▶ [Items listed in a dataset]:
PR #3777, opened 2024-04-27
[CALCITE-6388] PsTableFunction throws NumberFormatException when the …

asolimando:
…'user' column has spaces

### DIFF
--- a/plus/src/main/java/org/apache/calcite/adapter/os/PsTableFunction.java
---
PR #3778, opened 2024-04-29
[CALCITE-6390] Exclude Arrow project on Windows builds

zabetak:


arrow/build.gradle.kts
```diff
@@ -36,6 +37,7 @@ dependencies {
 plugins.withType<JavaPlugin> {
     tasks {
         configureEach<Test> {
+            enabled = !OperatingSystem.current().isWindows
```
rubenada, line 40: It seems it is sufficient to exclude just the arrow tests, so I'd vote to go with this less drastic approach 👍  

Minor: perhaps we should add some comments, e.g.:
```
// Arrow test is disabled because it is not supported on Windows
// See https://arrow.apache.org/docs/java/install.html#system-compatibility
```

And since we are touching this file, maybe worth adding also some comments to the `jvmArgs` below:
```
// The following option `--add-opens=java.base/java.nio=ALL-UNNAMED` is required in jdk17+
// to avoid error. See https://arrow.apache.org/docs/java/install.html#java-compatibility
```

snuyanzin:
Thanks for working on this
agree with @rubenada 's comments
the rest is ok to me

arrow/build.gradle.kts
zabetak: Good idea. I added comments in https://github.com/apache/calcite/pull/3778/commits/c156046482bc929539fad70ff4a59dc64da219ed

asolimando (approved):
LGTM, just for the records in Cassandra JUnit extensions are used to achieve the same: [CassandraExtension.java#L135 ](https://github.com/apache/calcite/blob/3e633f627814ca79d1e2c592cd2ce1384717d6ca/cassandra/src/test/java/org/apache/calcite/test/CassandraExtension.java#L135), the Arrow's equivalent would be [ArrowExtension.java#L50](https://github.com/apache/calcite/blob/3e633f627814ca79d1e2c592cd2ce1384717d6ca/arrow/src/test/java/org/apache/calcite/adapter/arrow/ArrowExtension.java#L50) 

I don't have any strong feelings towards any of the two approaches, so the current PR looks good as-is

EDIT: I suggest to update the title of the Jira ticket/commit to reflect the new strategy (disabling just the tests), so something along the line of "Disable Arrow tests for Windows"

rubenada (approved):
...
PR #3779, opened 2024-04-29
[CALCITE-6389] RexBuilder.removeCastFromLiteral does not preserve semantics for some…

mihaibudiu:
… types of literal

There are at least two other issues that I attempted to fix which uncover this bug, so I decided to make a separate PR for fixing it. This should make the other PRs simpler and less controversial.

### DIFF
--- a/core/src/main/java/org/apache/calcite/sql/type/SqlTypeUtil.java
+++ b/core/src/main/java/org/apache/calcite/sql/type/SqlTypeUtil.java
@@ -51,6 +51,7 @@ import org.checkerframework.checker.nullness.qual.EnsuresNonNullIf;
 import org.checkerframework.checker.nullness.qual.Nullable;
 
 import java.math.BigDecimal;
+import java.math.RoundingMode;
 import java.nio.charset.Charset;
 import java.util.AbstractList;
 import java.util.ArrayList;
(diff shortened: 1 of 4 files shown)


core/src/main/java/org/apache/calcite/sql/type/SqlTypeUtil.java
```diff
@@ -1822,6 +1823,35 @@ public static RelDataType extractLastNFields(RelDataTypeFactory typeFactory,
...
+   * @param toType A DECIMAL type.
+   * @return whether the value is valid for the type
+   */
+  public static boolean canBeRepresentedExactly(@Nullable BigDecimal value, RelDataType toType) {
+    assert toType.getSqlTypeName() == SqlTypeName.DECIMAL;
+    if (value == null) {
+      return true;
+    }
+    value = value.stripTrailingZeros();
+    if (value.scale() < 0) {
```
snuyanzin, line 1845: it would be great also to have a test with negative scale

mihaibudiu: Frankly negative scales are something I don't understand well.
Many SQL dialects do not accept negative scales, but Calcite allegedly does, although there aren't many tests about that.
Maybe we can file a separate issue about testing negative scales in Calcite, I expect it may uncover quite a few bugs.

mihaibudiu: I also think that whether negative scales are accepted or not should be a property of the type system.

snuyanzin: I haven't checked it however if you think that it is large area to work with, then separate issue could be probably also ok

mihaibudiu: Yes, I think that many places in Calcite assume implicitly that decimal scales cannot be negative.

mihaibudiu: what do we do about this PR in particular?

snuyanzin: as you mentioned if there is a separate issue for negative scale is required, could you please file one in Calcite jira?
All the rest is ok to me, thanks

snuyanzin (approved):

▶ [Goal of the exercise]: Please show, exactly as written, every line above that contains the word "would".

▶ [Reply to the exercise]:
LGTM, just for the records in Cassandra JUnit extensions are used to achieve the same: [CassandraExtension.java#L135 ](https://github.com/apache/calcite/blob/3e633f627814ca79d1e2c592cd2ce1384717d6ca/cassandra/src/test/java/org/apache/calcite/test/CassandraExtension.java#L135), the Arrow's equivalent would be [ArrowExtension.java#L50](https://github.com/apache/calcite/blob/3e633f627814ca79d1e2c592cd2ce1384717d6ca/arrow/src/test/java/org/apache/calcite/adapter/arrow/ArrowExtension.java#L50) 
snuyanzin, line 1845: it would be great also to have a test with negative scale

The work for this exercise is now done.